I tested mine quite a lot for vertical dispersion, it's still pretty good. When you throw 4 nearly touching eachother in a car you are going to get a boatload of crosstalk. This is going to sound like ass, no doubt about it. Don't believe my findings, fine. Look up Zaph's tests on the Neo10, they are sitting on his blog. Look at those vertical FR plots and tell me this patent would work. 

You are going to get only one of the following:
1. limited cross talk
2. low crosspoint

Why? because to reduce vertical dispersion you will have to make a very thin planar element. You can't make it too long or it won't fit in the car, especially when you want 4 of them on the dash. The surface area is bound to be very limited. This will prevent you from crossing low.

Either way you won't be able to cross under 200hz, so this won't work as it will require conventional technology at some point.


----------



## bassfromspace (Jun 28, 2016)

Considering the size of the BG Neo 10, are you suggesting they be mounted in the pillars?


----------



## thehatedguy (May 4, 2007)

I see what you are saying. I seem to remember reading something about this...but I swear I can't remember the name for it. That was way back in my 2 channel only days and before I was shown the light of multichannel audio.


----------



## cvjoint (Mar 10, 2006)

DSP steering? Link?


----------



## SSSnake (Mar 8, 2007)

> imagine the wall of sound coming from 24 1" drivers that span the dash, using the gain from a quasi-horn loading


I am unsure of the amount of horn loading gain you will get in this situation. The throat of a horn is critical to ensure the proper coupling of the cone to the atmosphere. It is this coupling and the gradual flare to the open atmosphere that provides the gain for a horn. The throat in this situation would be MUCH larger than the SD of the cone. In this situation I don't see a lot of gain from a classic horn loading situation. I do see a lot of gain from reflections. But we all know that this type of gain is typically detrimental to acheiving smooth FR and quality sound.

Take a look at some of Patrick's posts for dash mounted horns. All of the throat entry areas were at SD or less. Where I think he rean into problems (IMO) is where he terminated the mouth into the dash because he had a large discontinutiy in the flare rate in the horizontal axis (which BTW is unavoidable without a dash rebuild or giving up substantial viewing area from the windshield).


----------



## Ultimateherts (Nov 13, 2006)

SSSnake said:


> I am unsure of the amount of horn loading gain you will get in this situation. The throat of a horn is critical to ensure the proper coupling of the cone to the atmosphere. It is this coupling and the gradual flare to the open atmosphere that provides the gain for a horn.
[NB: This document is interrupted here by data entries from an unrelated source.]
PR #274, opened 2022-09-02
InterchainLink create client/channel opts

agouin:
Move `CreateClientOptions` and `CreateChannelOptions` to `InterchainLink` to allow differences for different paths.


jtieri (approved):
This is a good idea 👍

PR #585, opened 2021-06-28
Add files via upload

miraanto:


kathsherratt:
Hi @miraanto , thanks for submitting! Unfortunately there is a very tiny formatting problem which is making the validation checks fail - the team name in the file name is in lowercase, where the team-model folder has an uppercase letter U. 
These need to match to keep everything consistent and make sure we can find your forecasts in future! Please could you just update the file name to match?

Thanks!
Kath

PR #597, opened 2021-06-30
`get_hub_config()` returns all settings by default

kathsherratt:
Just to make it a little easier, adds a default to return all settings from `get_hub_config()` (i.e. the whole yaml).


Bisaloo (approved):
Good idea!

Issue #537, opened 2021-06-17
New forecast format: integer values


kathsherratt:
We are updating the hub forecast format to ensure that **all forecast values are integer counts**. 

This is new as we have not differentiated between integer and non-integer forecasts before. However we think forecasting whole counts makes sense given the forecast targets for cases and/or deaths. It also makes the hub more storage-efficient, which helps keep the project sustainable in the long term.

This will impact all forecast submitted to the hub.

### New submissions
- When formatting forecasts before submission, **please round values to an integer**
- You will also now see a warning message added to forecast submissions which have non-integer values 

### Existing forecasts
- We will be **updating all forecasts in the hub repo** to round all values to integers
- By default, we will use the `round()` function in `R` (where if the decimal is .5, the value is rounded to the nearest even integer)
- We aim to do this for all forecasts by **30 June**: please get in touch before then if you have any concerns

kathsherratt:
Tagging hub contributors:
@jbracher @miraanto @BIOCOM-SC @RobertWalraven @gcgibson @seabbs @dwolffram @cyberklezmer @nikosbosse @aniruddhadiga @Barb-00 @Bisaloo @gr3gr3 @storaged @istirodiah @FrostXTJ @jlaznarte @pmontman @h-veronika @stefanheyder @hgurung-iem @sangeetabhatia03 @TaoSunVoyage @JADEUSC @dmorinya @kraus-stat @semohr @neele-itwm @holgerman @scc-usc

neele-itwm:
Hi Kath,
Can you please confirm whether this applies also to all quantile-forecast values?
Thanks,
Neele

kathsherratt:
Hi Neele - yes, this applies to all point and quantile forecasts. It's fine for multiple quantiles to have the same forecast values, as long as values are either equal or increase with increasing quantiles. 

For example, a forecast for quantiles 0.01 to 0.15 for one target/location could look like:

| forecast_date | target              | target_end_date | location | type     | quantile | value |
|---------------|---------------------|-----------------|----------|----------|----------|-------|
| 2021-06-21    | 1 wk ahead inc case | 2021-06-26      | AT       | quantile | 0.010     | 1     |
| 2021-06-21    | 1 wk ahead inc case | 2021-06-26      | AT       | quantile | 0.025    | 1     |
| 2021-06-21    | 1 wk ahead inc case | 2021-06-26      | AT       | quantile | 0.050     | 2     |
[...]

PR #600, opened 2021-07-01
Round all forecasts

kathsherratt:
Round all existing forecasts in `data-processed` .

See: #537


sbfnk (approved):
Looks good. Have you done a run of e.g. `score_models.r` or re-creating the ensembles to double check this hasn't broken anything (not that I think it has, but just to be safe).

code/validation/round-forecasts.R
```diff
@@ -0,0 +1,12 @@
+# Round all forecasts in data-processed
+library(here)
+library(purrr)
+
+# Load forecast from individual file, round values, and re-write
+all_files <- dir(here("data-processed"), recursive = TRUE,
```
Bisaloo, line 6: It would be slightly more robust to use `dir(..., full.names = TRUE)` so you don't have to re-use `here("data-processed")` after.

This way, if we ever change the location / name of the folder containing the forecast, we just have to edit one line.

It will return absolute file paths but we don't really care since it's just an intermediary step that is never saved or displayed :shrug:

kathsherratt:
@sbfnk , good plan, yes - just checked both ensembling and evaluation and all runs fine.

code/validation/round-forecasts.R
Bisaloo: I think you can drop the `here()` entirely in `read/write_csv()` :wink:

PR #598, opened 2021-06-30
Add baseline model

Bisaloo:
Should this baseline model taken into account when building the ensemble or should `create-baseline.R` automatically add it to the list of exclusions each week?

Fix #531

PR #602, opened 2021-07-01
Exclude models designated `other`

kathsherratt:
Models with `team_model_designation: other` in their metadata should be excluded from the ensemble.

This PR adds the option  `exclude_designated_other` to `use_ensemble_criteria()`, defaulting to `TRUE`.

This arg is added to all other ensemble code and set to default TRUE everywhere.

This also means that past ensembles should not have included the `other`-designated models:
- `epiforecasts-EpiExpert_Rt` 
- `epiforecasts-EpiExpert_direct`

Which affects forecasts for DE, PL, NL, and GB. 

@sbfnk could you confirm you're happy for me to update the past ensembles (I will put in a separate PR)?


kathsherratt:
This supports #598 if baseline model is designated `other`

code/ensemble/utils/run-ensemble.R
```diff
@@ -35,6 +35,7 @@ source(here("code", "config_utils", "get_hub_config.R"))
 run_ensemble <- function(method = "mean",
                          forecast_date,
                          exclude_models = NULL,
+                         exclude_designated_other = TRUE,
```
sbfnk, line 38: Do you think it's worth having this as an explicit option here? An alternative would be to have `...` here and pass `...` to `use_ensemble_criteria` instead.

code/ensemble/utils/run-multiple-ensembles.R
```diff
@@ -18,6 +18,7 @@ source(here("code", "ensemble", "utils", "run-ensemble.R"))
 run_multiple_ensembles <- function(forecast_dates,
                                    methods,
                                    exclude_models = NULL,
+                                   exclude_designated_other = TRUE,
```
sbfnk, line 21: I think this function only needs `forecast_dates` and `methods` as arguments. Everything else could be passed via `...`

```
run_multiple_ensembles <- function(forecast_dates, 
                                   methods, 
                                   ...) {
```

and later

```
  ensembles <- map2(methods,
                    dates,
                    ~ safe_run_ensemble(method = .x,
                                        forecast_date = .y,
                                        ...)
```

code/ensemble/utils/use-ensemble-criteria.R
```diff
@@ -51,7 +53,15 @@ use_ensemble_criteria <- function(forecasts,
               by = c("model", "target_variable", "location")) %>%
     mutate(not_excluded_manually = !(model %in% exclude_models)) %>%
   # 4. Drop hub ensemble model
-    filter(!grepl("EuroCOVIDhub", model))
+    filter(!grepl("EuroCOVIDhub-ensemble", model))
```
sbfnk, line 56: good catch!

sbfnk (changes requested):

code/ensemble/utils/run-multiple-ensembles.R
kathsherratt: Ah, yes that would be better - thank you!

code/ensemble/methods/create-ensemble-relative-skill.R
```diff
@@ -37,9 +37,14 @@ create_ensemble_relative_skill <- function(forecasts,
                                            average = "mean",
                                            by_horizon = FALSE,
                                            return_criteria = FALSE,
-                                           verbose = FALSE) {
+                                           verbose = FALSE,
+                                           ...) {
```
sbfnk, line 41: I might be missing something but I don't think this one is needed.

code/ensemble/utils/use-ensemble-criteria.R
```diff
@@ -19,7 +19,8 @@ source(here("code", "ensemble", "utils", "get_model_designations.r"))
 use_ensemble_criteria <- function(forecasts,
                                   exclude_models = NULL,
                                   exclude_designated_other = TRUE,
-                                  return_criteria = TRUE) {
+                                  return_criteria = TRUE,
+                                  ...) {
```
sbfnk, line 23: I don't think this one is needed

code/ensemble/utils/use-ensemble-criteria.R
```diff
@@ -57,7 +58,7 @@ use_ensemble_criteria <- function(forecasts,
   
   # 5. Drop "other" designated models
   if (exclude_designated_other) {
-    not_other <- get_model_designations(here()) %>%
+    not_other <- suppressWarnings(get_model_designations(here())) %>%
```
sbfnk, line 61: Any particular reason we want to suppress warnings? Just thinking that we might sometimes get something informative about problems with the yaml files that could get lost here.

sbfnk (approved):

code/ensemble/utils/use-ensemble-criteria.R
kathsherratt: Fair, I was just seeing lots of line ending warnings which didn't have any impact, but I'll remove.

code/ensemble/methods/create-ensemble-relative-skill.R
kathsherratt: I've tried both ways but without the `...` I get an `unused argument` error which annoyingly stops the whole lot from running.

sbfnk: To be honest this points to a problem to me as there I'm not clear which argument could be passed here that's known to `create_ensemble_relative_skill`. I'm probably missing something obvious but do you remember which argument the error was about?

kathsherratt: The unused argument was `exclude_designated_other`, which gets passed to `create_ensemble_relative_skill()` whenever it's run inside the wrapper of `run_ensemble(method = "relative_skill_")`.

`run_ensemble()` should include a way to pass on the necessary arguments for relative skill (`evaluation_date` and `continuous_weeks`), but I also think we shouldn't be forced to provide the args, because there are sensible defaults in `create_ensemble_relative_skill()` if they're missing. 

This can be achieved by passing along `...`, but that does then mean that  `create_ensemble_relative_skill()` has to accept all of whatever other general arguments are needed for the rest of `run_ensemble()`, as well as the specific args for this function. Hence if `create_ensemble_relative_skill()` doesn't have the `...`, I was getting the `unused argument` error.

I guess the alternative to really avoid the `...` in `create_ensemble_relative_skill()`, would be to grab the defaults for any missing args inside `run_ensemble()` before before it's run - like:

```
run_ensemble <- function(...) {
 extra_args <- list(...)
 # If necessary arguments not passed in through ... args, get function's defaults
    if (!"evaluation_date" %in% names(extra_args)) {
      evaluation_date = formals(create_ensemble_relative_skill)$evaluation_date
      }
 ensemble <- create_ensemble_relative_skill(evaluation_date)
```
Although this seems a bit more prone to failing if arguments change.

I might also be massively over-thinking this. I was trying to keep the ensemble code flexible so put it in this kind of nesting structure, but that may well have just over complicated it.

sbfnk: Had a go at a simpler solution in https://github.com/epiforecasts/covid19-forecast-hub-europe/pull/609

PR #603, opened 2021-07-01
Exclude `other` designated models from past ensembles

kathsherratt:
Works from #602 to re-create all past ensembles without models designated `other`. Used: https://github.com/epiforecasts/covid19-forecast-hub-europe/blob/main/code/ensemble/EuroCOVIDhub/re-create-weekly-ensembles.R

Note that between updates the `Priesmann-Bayes` model was renamed to `DSMPG-Bayes` so this created a diff in the inclusion criteria, but no substantial change to model inclusion.

Also updates all evaluation scores using score_models.r with


sbfnk (approved):
Thanks Kath, this looks good. I noticed that there are a few other models that got added along the way on some dates. I presume these were late submissions where we didn't decide to exclude them but also didn't re-run the ensemble - happy for them to be included now.

kathsherratt:
Ah, thank you for flagging! Just to be sure / for completeness I checked the added forecasts:
- `UB-BSLCoV` on 2021-06-07 - it was committed together with the following week's forecast [here](https://github.com/epiforecasts/covid19-forecast-hub-europe/pull/508)
- `LANL-GrowthRate` on 2021-06-14 - committed on the Wednesday (June 16): our gh action must have run late I think.

Anyway, before doing anything here I will merge #600 , then re-run this PR (from #602) so that the ensembles / evaluation are updated with the rounded forecasts.

sbfnk:
Great. Worth merging `main` as well before re-creating the ensembles as I just added a missing [LANL forecast](https://github.com/epiforecasts/covid19-forecast-hub-europe/commit/7bb522953916b3aa2be553eac9919f2438c716b2).

kathsherratt:
I've updated so that past ensembles reflect the rounding of forecasts and some missing forecasts added back in.

I've also updated the evaluation, just to keep the scores correct, although this will presumably be very soon over-written by #614; and possibly affected also by the rounding discussion in #638.

sbfnk:
That's a good point - probably best to remove the evaluations for now so as to not grow the repo unnecessarily.

PR #606, opened 2021-07-02
Submission 2021-07-05

h-veronika:


h-veronika:
Added under 20 age compartment for probability of hospitalization and death estimate.

PR #609, opened 2021-07-02
trying to update ensemble options to be more robust

sbfnk:
Linked to [this discussion](https://github.com/epiforecasts/covid19-forecast-hub-europe/pull/602#discussion_r663084918). I think it's fine to set the default in `run_ensemble` - we want all the function that (re-)create ensembles to use this default anyway, and don't want to rely on remembering to set this explicitly, I think.


kathsherratt:
Ah looks good, sorry if that was a bit of a mess on my part. Thank you Seb!

kathsherratt (approved):

PR #613, opened 2021-07-05
ILM-EKF forecast for 2021-07-05

stefanheyder:


kathsherratt:
Hi @stefanheyder - I noticed this PR adds a duplicate of your team's forecast from [last week](https://github.com/epiforecasts/covid19-forecast-hub-europe/commit/2ab02edca54c9ca2838c6b35d5cf6c2321b4fdde). (I think this might have been from creating the PR from a different origin last week). Obviously the forecasts are duplicates and it will be an identical replacement so it's not a problem at all. I only noticed since we check the commit history of any past forecasts. Just adding this comment for the record before merging!

PR #620, opened 2021-07-05
Add hospital data

kathsherratt:
Adds daily hospital data from ECDC  to existing ECDC download script
- Data pulled from ECDC hosted source
- Access to source requires environment variables (/ github secrets)
- Filtered for data from a public source: one of Github API, Country API, Country website
- Formatted and saved in hub standard
- Data should be accessible using `covidHubUtils::load_truth()` - this just needs a quick PR into the package

Modifies Github action to support this:
- Data download run in existing github action
- Action updated to run daily
- Uses three additional secrets set in the github action

I also noticed some out of date code in the data download for ECDC cases and deaths (still using ISO-3 country codes, and we've found readr more reliable than vroom) so made those minor changes.

### DIFF
--- a/.github/workflows/ECDC.yml
+++ b/.github/workflows/ECDC.yml
@@ -2,7 +2,7 @@ name: "ECDC"
 on:
   workflow_dispatch:
   schedule:
-    - cron: "0 12 * * 4"
+    - cron: "0 12 * * *"
 
 jobs:
   get_ecdc:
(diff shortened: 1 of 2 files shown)


sbfnk (approved):
Looks good to me. I'm not convinced of having a double naming convention where a file name `Incident Hospitalizations` corresponds to a `target_variable` called `inc hosp` but I realise we have inherited this from the US hub, and suspect that changing it might break things.

sbfnk:
PS: perhaps this will all be fixed once we can add truth data to Zoltar, as relying on data sources with hard-coded file names in `covidHubUtils` might not be the best solution anyway

kathsherratt:
Completely agree, I'd prefer not to rely on the `covidHubUtils::load_truth()` from local repo - I'll prioritise getting truth data on to Zoltar.

kathsherratt:
Links with `covidHubUtils`: https://github.com/reichlab/covidHubUtils/pull/257

PR #658, opened 2021-07-12
better filtering for last X forecasts

sbfnk:
At the moment filtering for the last X forecasts is done with `head`. This can lead to gaps when there are missing dates due to data issues, e.g. https://covid19forecasthub.eu/reports/evaluation-report-Ireland.html

This aims to fix this issue.


Bisaloo (approved):

Bisaloo:
I think this created a problem for France: https://covid19forecasthub.eu/reports/evaluation-report-France.html

I'll investigate

sbfnk:
I think this was actually there before - I noticed it earlier this week but couldn't remember which country it was in and hoped it would be fixed by this.

Bisaloo:
Ah no, you're right. This seems to fix it (at least locally). It's just that the evaluation reports were not re-created since this PR got merged.

PR #673, opened 2021-07-14
Set fig height dynamically

### LINKED ISSUE #562: Use scales = "free_y" for facetted plot
see e.g.:

image

I think it is a bit unintuitive to read because models with different horizons don't have the same x-axis. It can easily be fixed by specifying `scales = "free_y"` instad of `scales = "free"`.

To avoid endless git conflicts, I'd like to wait until I'm done with #469 before changing this if you agree with this change.

### LINKED ISSUE #671: ensemble plots need to have greater `fig.height`
The plot at https://covid19forecasthub.eu/reports/ensemble-report.html is squashed. It used to have `fig.height=14` (https://github.com/epiforecasts/covid19-forecast-hub-europe/commit/e7dde7f1bed33fb1be8433f8978dc3c8f488cf4d#diff-f65330c9ef062738afa7ab50548a7c4949f550eb6e5802aa1565d85e3f5b7441) but now 8 like the other forecast plots.

I guess ideally the height would be set dynamically based on the number of rows (number of models in the evaluation reports, number of countries in the ensemble report) but otherwise can we set this back to 14 somehow?

Bisaloo:
Fix #562 and fix #671

### DIFF
--- a/code/reports/rmdchunks/plot-forecasts.Rmd
+++ b/code/reports/rmdchunks/plot-forecasts.Rmd
@@ -40,7 +40,9 @@ for (forecast_date in as.character(forecast_dates)) {
         ggplot2::theme(legend.position = "bottom", 
                        strip.placement = "outside") + 
         scale_y_continuous(labels = scales::comma) + 
-        expand_limits(y = 0)
+        expand_limits(y = 0) +
+        # Make sure negative values for cases/deaths are not displayed
+        coord_cartesian(ylim = c(0, NA))
 
       if (is.null(plot)) {
         cat("No forecasts available, possibly because of recent anomalies in the available data." )
--- a/code/reports/rmdchunks/plot-forecasts.Rmd
+++ b/code/reports/rmdchunks/plot-forecasts.Rmd
@@ -15,7 +15,7 @@ forecast_dates <- data %>%
   pull(forecast_date)
 ```
 
-```{r prediction-plots, echo = FALSE, results='asis', fig.width = 8.5, fig.height=8}
+```{r prediction-plots, echo = FALSE, results='asis', fig.width = 8.5, fig.asp = length(unique(rlang::eval_tidy(facetting_var, data = data))) / 16}
 for (forecast_date in as.character(forecast_dates)) {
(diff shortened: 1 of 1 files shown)


code/reports/rmdchunks/plot-forecasts.Rmd
```diff
@@ -36,12 +36,11 @@ for (forecast_date in as.character(forecast_dates)) {
         facet_formula =  rlang::expr(~ !!facetting_var),
         ncol = 3,
         allow_truth_without_pred = FALSE,
-        scales = "free") + 
+        scales = "free_y") + 
         ggplot2::theme(legend.position = "bottom", 
                        strip.placement = "outside") + 
         scale_y_continuous(labels = scales::comma) + 
-        expand_limits(y = 0) + 
-        coord_cartesian(ylim = c(0, NA))
```
Bisaloo, line 44: I removed this because it doesn't seem to serve any purpose but I might be wrong. Do you have any idea why it might be necessary?

sbfnk: Yes, we sometimes end up with negative values because the incident case/death numbers are based on diffs of cumulative numbers, and sometimes these go down if e.g. duplicates are removed etc. In that case I think we want to not show the negative numbers.

code/reports/rmdchunks/plot-forecasts.Rmd
```diff
@@ -15,7 +15,7 @@ forecast_dates <- data %>%
   pull(forecast_date)
 ```
 
-```{r prediction-plots, echo = FALSE, results='asis', fig.width = 8.5, fig.height=8}
+```{r prediction-plots, echo = FALSE, results='asis', fig.width = 8.5, fig.asp = length(unique(rlang::eval_tidy(facetting_var, data = data))) / 16}
```
sbfnk, line 18: Cool! No idea what this will look like but I trust you've chosen something sensible.

sbfnk (approved):

Bisaloo:
Example for Germany:

image

Example for ensemble:

image

sbfnk:
Looks good!

PR #674, opened 2021-07-14
Update x axis in plots

sbfnk:
Trying to go for something more human-readable.


code/reports/rmdchunks/plot-forecasts.Rmd
```diff
@@ -52,7 +52,8 @@ for (forecast_date in as.character(forecast_dates)) {
         scale_y_continuous(labels = scales::comma) + 
         expand_limits(y = 0) +
         # Make sure negative values for cases/deaths are not displayed
-        coord_cartesian(ylim = c(0, NA))
+        coord_cartesian(ylim = c(0, NA)) +
+        xlab("Last day of week")
```
Bisaloo, line 56: What about just "week"? It's admittedly a little less precise but it would be easier to understand IMO.

PR #1085, opened 2025-05-20
replace use of std::regex_replace

tcormackMW:


Burgch (approved):
Looks good, thanks Toby!

ShivamNegi:
Passing by reference for function.

tcormackMW:
> Passing by reference for function.

@ShivamNegi  not sure I agree here. I don't know that we want to edit the original variable. The function is written to return the edited variable. I think that's how I prefer it. The performance gains from a string pass by reference instead of an inline function is virtually non-existent imo

jeffdiclemente (changes requested):
putting this in the public API doesn't seem right. There's no reason for users of cppms to call this. Its adding a public API surface that we don't want to expose. Is it possible to put this in the `util` static library and then link that into both libraries?

PR #1086, opened 2025-05-21
fixes #1083: export locateService

### LINKED ISSUE #1083: `LocateService(refName, sRef)` is a public api within OSGI
`LocateService(std::string refName, ServiceReferenceBase sRef)` is [a supported DS public API](https://docs.osgi.org/specification/osgi.cmpn/8.1.0/service.component.html#org.osgi.service.component.ComponentContext.locateService-String-ServiceReference-) for downstream clients to use.

This should be a public API for users through `include "cppmicroservices\servicecomponent\ComponentContext.hpp"`

tcormackMW:


compendium/ServiceComponent/include/cppmicroservices/servicecomponent/ComponentContext.hpp
```diff
@@ -172,6 +172,26 @@ namespace cppmicroservices
                     return std::static_pointer_cast<T>(sObj);
                 }
 
+                /**
+                 * Returns the service object from the cache matching the passed in
```
jeffdiclemente, line 176: the cache is an implementation detail that I don't think should be mentioned in the public facing documentation. The user shouldn't care from where the service object is retrieved.

compendium/ServiceComponent/include/cppmicroservices/servicecomponent/ComponentContext.hpp
```diff
@@ -221,6 +241,23 @@ namespace cppmicroservices
                  */
                 virtual std::shared_ptr<void> LocateService(std::string const& name, std::string const& type) const = 0;
 
+                /**
+                 * Returns the service object from the cache matching the passed in
```
jeffdiclemente, line 245: the cache is an implementation detail that I don't think should be mentioned in the public facing documentation. The user shouldn't care from where the service object is retrieved.

compendium/DeclarativeServices/src/ComponentContextImpl.cpp
```diff
@@ -250,30 +250,30 @@ namespace cppmicroservices
...
+                    return GetServicePointer(configManagerPtr, interfaceMapPtr, refName, type);
                 }
             }
 
             return nullptr;
         }
 
         std::shared_ptr<void>
-        ComponentContextImpl::LocateService(std::string const& name, cppmicroservices::ServiceReferenceBase const& sRef)
+        ComponentContextImpl::LocateService(std::string const& name, cppmicroservices::ServiceReferenceBase const& sRef) const
```
jeffdiclemente, line 276: is this `name` parameter a reference name? If so, I recommend changing the name of parameter to `refName`

jeffdiclemente (changes requested):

The throat in this situation would be MUCH larger than the SD of the cone. In this situation I don't see a lot of gain from a classic horn loading situation. I do see a lot of gain from reflections. But we all know that this type of gain is typically detrimental to acheiving smooth FR and quality sound.
> 
> Take a look at some of Patrick's posts for dash mounted horns. All of the throat entry areas were at SD or less. Where I think he rean into problems (IMO) is where he terminated the mouth into the dash because he had a large discontinutiy in the flare rate in the horizontal axis (which BTW is unavoidable without a dash rebuild or giving up substantial viewing area from the windshield).


I totally get what your saying about throat size. However, I feel that planars in general give a totally different sound and require such a smaller enclosure size that you could possibly get away with a smaller throat size. Again what makes me think it could work in my Equinox might not work in other vehicles.


----------



## SSSnake (Mar 8, 2007)

Planars a definitely different animals... My comments were primarily directed toward Cajunner's 24 1" driver approach. I believe the wider the driver (because of the width of the windshield that is forming part of the horn) the better the coupling would be. Planars mounted horizontally would likely - IMO - benefit from greater horn loading than an array of smaller drivers each driven individually.


----------



## dbiegel (Oct 15, 2006)

One possibility would be to create a "divider" or acoustic lens on the dash to help reduce crosstalk and dispersion between left and right. In other words, create an obstacle between the driver's side speakers and the passenger's head and vice versa.

If the array is only 1.5" wide, that shouldn't be too hard to incorporate, especially if you build a horn lens anyway as cajunner suggested.


----------



## dbiegel (Oct 15, 2006)

cvjoint said:


> I tested mine quite a lot for vertical dispersion, it's still pretty good. When you throw 4 nearly touching eachother in a car you are going to get a boatload of crosstalk. This is going to sound like ass, no doubt about it. Don't believe my findings, fine. Look up Zaph's tests on the Neo10, they are sitting on his blog. Look at those vertical FR plots and tell me this patent would work.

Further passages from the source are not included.